Hi Wooden-heart, and welcome to the forum!
To add to Jimi's list of good names, the ones that seem to be sought after by the carving experts are Addis and Herring, with Henry Taylor (Acorn brand) almost as well regarded. Of the more modern toolmakers, Ashley Isles are very good. By the way, there were quite a lot of Sorbys - I Sorby, I&H Sorby; and Robert Sorby are still in business. Tyzack is another good one. There were also lots of smaller firms (W. Butcher, Colquoun and Cadman, for example), so don't worry too much if you don't recognise the name at first - if it's got 'Cast Steel' stamped on it, it will probably be good.
Sharpening is one of those areas in which you could spend hundreds on specialist kit, but you don't need to. There are three stages - grinding, honing and polishing.
For grinding, the cheapest way to solve the problem is to find a secondhand hand-crank grinder. They crop up on Ebay quite regularly, and sell for £20 to £80 including postage, with 'restored' and 'original' examples fetching the high prices. You don't need a fancy one, as long as it's all there it'll work. You may drop on one at a car-boot sale or in a junk-shop even cheaper.

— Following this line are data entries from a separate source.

PR #1320, opened 2023-12-26
Kobo/WPASupplicant: for new models, parse and interpret the signal level as decibels (dBm).

ubx:
For the Wifi setup page, this PR implements parsing and interpreting the signal level as decibels (dBm) for new Kobo models.

Tested on a Kobo Mini and Kobo Libra 2.


ulipo:
Tested on Kobo GloHD, works as expected

Issue #1319, opened 2023-12-26
LXNav S10 incorrect ballast synchronization


tatro77:
XCSoar versions having and not having the problem
-------------------------------------------------

Current version 7.38 

System information
------------------

 Stefly Nav 7.0, Android 11.

Steps to reproduce the behavior
-------------------------------

 It is not possible to match the water ballast setting of the LXNav S10 and XCsoar. 

Expected behavior
-----------------

Ideally the settings for water ballast should match and drain at the same rate.

Actual behavior
---------------

Currently  when 100L of water ballast are  set in  XCsoar (flight setup-custom), the LXNAV S10 shows 70L

Do you have any idea what may have caused this?
-----------------------------------------------

no

Do you have an idea how to solve the issue?
-------------------------------------------

no

tatro77:
![IMG_9465](https://github.com/XCSoar/XCSoar/assets/107053423/d3041fcd-c737-4f94-9a91-92123f1f14d3)

lordfolken:
Please switch on debug on the serial port and attach the resulting log.

tatro77:
Hi. 
Here is the log. :)

tatro77:
[xcsoar.log](https://github.com/XCSoar/XCSoar/files/13778855/xcsoar.log)

lordfolken:
The ballast is communicated as an overload factor. 
$PLXV0, BAL,R/W,Overload factor*CS, where overload factor is defined as ratio between current mass and mass of glider, where polar was calculated

PLXV0,BA L,W,1.50

Please show us the configured plane profile.

tatro77:
![IMG_9496](https://github.com/XCSoar/XCSoar/assets/107053423/b069c21a-39ac-46e3-b5fa-701f9bc95672)
![IMG_9497](https://github.com/XCSoar/XCSoar/assets/107053423/79d86db6-3494-46d1-a70a-5658b892e120)
![IMG_9498](https://github.com/XCSoar/XCSoar/assets/107053423/4edce8d5-94dc-4bbb-a740-b64ba6c2daa0)

lordfolken:
So according to src/ActionInterface.ccp overload is defined as:
https://github.com/XCSoar/XCSoar/blob/f0437208763b629de30d459f8f9ff0fb584477b5/src/ActionInterface.cpp#L105-L107

However the LX Manual gives a different formula:
[...]

PR #1326, opened 2024-01-08
Overload2

lordfolken:


lordfolken:
This needs some testing... 
@iltis42 @Blaubart could you check with your devices please, wheter the ballast is still syncing correclty?   

- [ ] Vaulter
- [ ] CAI302
- [x] LXNAV S80
- [] LX1600
- [] XCVario
- [] OpenVario

Blaubart:
Yes, I am welcome to test on the OpenVario. Can you briefly describe what exactly you would like to have tested?

iltis42:
XCVario i can do in the second half of this week.

MaxKellermann:
I don't think we should change XCSoar's definition of overload factor. I rather think we should remove XCSoar's definition completely, because it's a useless metric. See https://github.com/XCSoar/XCSoar/issues/1319#issuecomment-1878567839

PR #1334, opened 2024-01-27
Icons: mountain pass with usual icon, and bridge icon looking like a bridge

mlep:
Currently, in XCsoar:
- the bridge icon is map_bridge-ini.
This icon is usually used on maps for mountain passes. For example :
    -   Pass-OpenStreetMap  (source: https://www.openstreetmap.org/#map=19/46.57269/8.41550&layers=C)
    -  Mountain_pass_12x12_ne (source: https://en.wikipedia.org/wiki/File:Mountain_pass_12x12_ne.svg)
    So this is confusing.
- the pass icon is map_pass, which, on small screens, is difficult to differentiate from the mountain top icon (map_mountain_top)

Hence, this PR proposes that:
- the new pass icon gets the shape of a pass icon (map_bridge-ini)
- a new bridge icon is used: map_bridge  (this drawing is my own creation).

PR #1335, opened 2024-01-29
[by @mlep] Icons: mountain pass with usual icon, and bridge icon looking like a bridge

llauner:
Re-creating a PR for @mlep  until he gains furhter knowledge on Git. This replaces #1334 
Currently, in XCsoar:

the bridge icon is image.
This icon is usually used on maps for mountain passes. For example :
image (source: https://www.openstreetmap.org/#map=19/46.57269/8.41550&layers=C)
Mountain_pass_12x12_ne (source: https://en.wikipedia.org/wiki/File:Mountain_pass_12x12_ne.svg)
So this is confusing.
the pass icon is image, which, on small screens, is difficult to differentiate from the mountain top icon image
Hence, this PR proposes that:

the new pass icon gets the shape of a pass icon (image)
a new bridge icon is used: image (this drawing is my own creation = @mlep ).


lordfolken (approved):

llauner:
Is there anything I need to provide / do to get this PR merged ?
Thanks for your help ...

PR #1350, opened 2024-02-17
test/TestTaskSave: add a test for saving and loading a task

### LINKED ISSUE #1346: Windows: Task file produced by XCSoar contains invalid values in XML attributes

Bad: 7.41 (win64)
Bad: 7.40 (win64)
Good: 7.38(win64)

System information
------------------

 Desktop PC, Windows 11

Screenshot Fehler
Screenshot Editor
Screenshot XCSoar
Screenshot WP_Datei

 I created a task and stored it. 
      Loading was not possible. Failure message was: see screenshot

Expected behavior
-----------------

 
File should contain the name, comment and correct type as xml attributes instead of simply being replaced by "1".
The resulting tsk file should also be parseable on next start of xcsoar. 

Actual behavior
---------------

 In the file in which the task was stored, the name of WP wasn't included. The name is "1". All other data of the waypoints look good, including the index of the waypoint.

Honing is the 'oilstone' stage, for which there is a bewildering array of possibilities these days - oilstones, waterstones, diamond stones, or (just as effective) wet-and-dry papers of different grades stuck to pieces of wood. You can thus make 'stones' to the shape you need, and if you buy a selection of grades from about 80 grit through to 2000 grit, you can work from grinding through to fairly fine polishing.
The last stage, polishing, refines the edge. There are several ways - very fine wet-and-dry as above, or stropping using a piece of leather stuck to a piece of wood, and dressed with a very fine abrasive. Worn-out leather belts make good sources of strop-leather. The fine abrasive can be jeweller's rouge, fine diamond paste (available from Arc Euro Trade at less than £5 a tube, and very effective by all accounts), chromium oxide paste, or even toothpate may be worth a try - that's a fine abrasive.
There are quite a lot of short videos on Youtube giving guidance on various methods of sharpening and carving techniques. Some of them advocate expensive power sharpeners, which make sense if you're a professional trying to make a living from carving, but are not at all necessary for the home workshop. Nonetheless, there's good tips to be picked up on Youtube.
Look out for a couple of mallets as well. Carvers traditionally used the round ones, and it's useful to have a couple of different weights - a big 'un for heavy waste removal in the early stages, and a small one (sometimes a small brass one) for finer work.
However you decide to go about it - have fun!